Kulturell sollten Sie bedenken, dass Indonesien das bevölkerungsreichste muslimische Land der Erde ist, auch wenn Bali hinduistisch geprägt ist. In Regionen wie Java, Lombok oder Aceh gelten konservativere Verhaltensregeln. Respektieren Sie religiöse Bräuche, kleiden Sie sich abseits des Strandes angemessen (Schultern und Knie bedeckt) und zeigen Sie in der Öffentlichkeit keine übertriebene Zuneigung. Auf Bali wird einmal im Jahr der „Nyepi Day“ (Tag der Stille) gefeiert, an dem selbst der Flughafen schließt und niemand das Haus verlassen darf – auch Touristen nicht. Dies ist kein Schikane, sondern ein wichtiges religiöses Ereignis, das Sie in Ihre Reiseplanung einbeziehen müssen.
Checkliste für eine sichere Reisevorbereitung
Eine gute Vorbereitung eliminiert viele Risiken, bevor Sie überhaupt ins Flugzeug steigen.

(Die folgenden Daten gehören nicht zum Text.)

Issue #1959, opened 2017-02-22
Fix NPE that prevents users tab from loading


muloem:
In some cases, a user has been added directly to the dashboard through the GAE console and is missing the `superAdmin` property.  This prevents the dashboard users tab from loading because it causes a NPE.

muloem:
# Test Plan

1. Edit a user in the GAE console and delete the `superAdmin` property

2. Load the dashboard and verify that you are still able to see the list of users in the users tab

janagombitova:
👍  works like a charm

PR #1960, opened 2017-02-22
Check for empty `superAdmin` property on user entity (connect #1959)

muloem:
## Checklist
* [x] Connect the issue
* [ ] Test plan
* [ ] Copyright header
* [ ] Code formatting
* [ ] Documentation

### DIFF
--- a/GAE/src/org/waterforpeople/mapping/app/web/rest/UserRestService.java
+++ b/GAE/src/org/waterforpeople/mapping/app/web/rest/UserRestService.java
@@ -110,7 +110,7 @@ public class UserRestService {
     }
 
     private boolean isSuperAdminRole(User user) {
-        return (user.isSuperAdmin()
+        return user.isSuperAdmin()
                 || user.getPermissionList()
                         .equals(Integer.toString(AppRole.SUPER_ADMIN.getLevel()));
     }
--- a/GAE/src/org/waterforpeople/mapping/app/web/rest/UserRestService.java
+++ b/GAE/src/org/waterforpeople/mapping/app/web/rest/UserRestService.java
@@ -110,7 +110,7 @@ public class UserRestService {
     }
 
     private boolean isSuperAdminRole(User user) {
-        return user.isSuperAdmin()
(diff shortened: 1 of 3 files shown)


GAE/src/org/waterforpeople/mapping/app/web/rest/UserRestService.java
```diff
@@ -110,7 +110,7 @@ private boolean isUserAdminRole(User user) {
     }
 
     private boolean isSuperAdminRole(User user) {
-        return user.isSuperAdmin()
+        return (user.isSuperAdmin() != null && user.isSuperAdmin())
```
osg74: A better fix would be to isolate any null handling to the User.setSuperAdmin() setter so that any subsequent isSuperAdmin() calls never return null (and we don't have to fix other cases where the getter is called).

https://github.com/akvo/akvo-flow/blob/b9f08b63089dece914189ab00a146f969a12f985/GAE/src/com/gallatinsystems/user/domain/User.java#L84

muloem:
@osg74 Good observation. 👍  I made the changes.  I figured its enough to check on the side of the getter by using the Boolean constants

GAE/src/org/waterforpeople/mapping/app/web/rest/UserRestService.java
```diff
@@ -110,7 +110,7 @@ private boolean isUserAdminRole(User user) {
     }
 
     private boolean isSuperAdminRole(User user) {
-        return (user.isSuperAdmin() != null && user.isSuperAdmin())
+        return (user.isSuperAdmin()
                 || user.getPermissionList()
                         .equals(Integer.toString(AppRole.SUPER_ADMIN.getLevel()));
```
osg74: This exposure of the permissionList to determine the user role outside the User class is also unnecessary -- rather move this check back into the isSuperAdmin() getter as a refactoring.

osg74:
Added resulting issue for permissionList refactoring mentioned above:
https://github.com/akvo/akvo-flow/issues/1962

Nutzen Sie diese Punkte, um Ihre Sicherheitslage aktiv zu verbessern, statt sich vor Ort sorgen zu müssen.
- Impfstatus prüfen: Standardimpfungen auffrischen, zusätzlich Hepatitis A und Typhus erwägen (Rücksprache mit Tropenmediziner).
- Versicherungsschutz: Eine Auslandskrankenversicherung mit Rückholoption ist Pflicht. Prüfen Sie, ob „Motorradfahren“ und „Wassersport“ abgedeckt sind.
- Dokumente sichern: Reisepass (muss noch 6 Monate gültig sein) und internationalen Führerschein kopieren und digital in der Cloud speichern.
- Notfallkontakte: Speichern Sie Nummern der deutschen Botschaft, Ihrer Versicherung und lokale Notrufe (Polizei 110, Ambulanz 118) im Handy.
- Geldmittel: Nehmen Sie mehrere Kreditkarten mit und bewahren Sie diese getrennt voneinander auf, falls eine Karte vom Automaten „geschluckt“ wird.
Fazit: Ist ein Indonesien Urlaub gefährlich?
Indonesien ist kein unsicheres Reiseland, verlangt aber mehr Eigenverantwortung als ein Pauschalurlaub in Südeuropa. Die objektiven Gefahren durch Naturkatastrophen oder Kriminalität sind statistisch gering, solange Sie sich nicht leichtsinnig verhalten. Das größte Risiko geht meist vom Touristen selbst aus: durch Selbstüberschätzung im Straßenverkehr oder Unachtsamkeit bei Hygiene und Alkohol.
Wer mit gesundem Menschenverstand reist, die lokalen Gesetze respektiert und beim Rollerfahren entweder verzichtet oder Profi ist, wird Indonesien als unglaublich gastfreundliches und faszinierendes Land erleben. Angst ist hier ein schlechter Ratgeber, Respekt und Wachsamkeit hingegen sind die besten Begleiter für ein unvergessliches Abenteuer.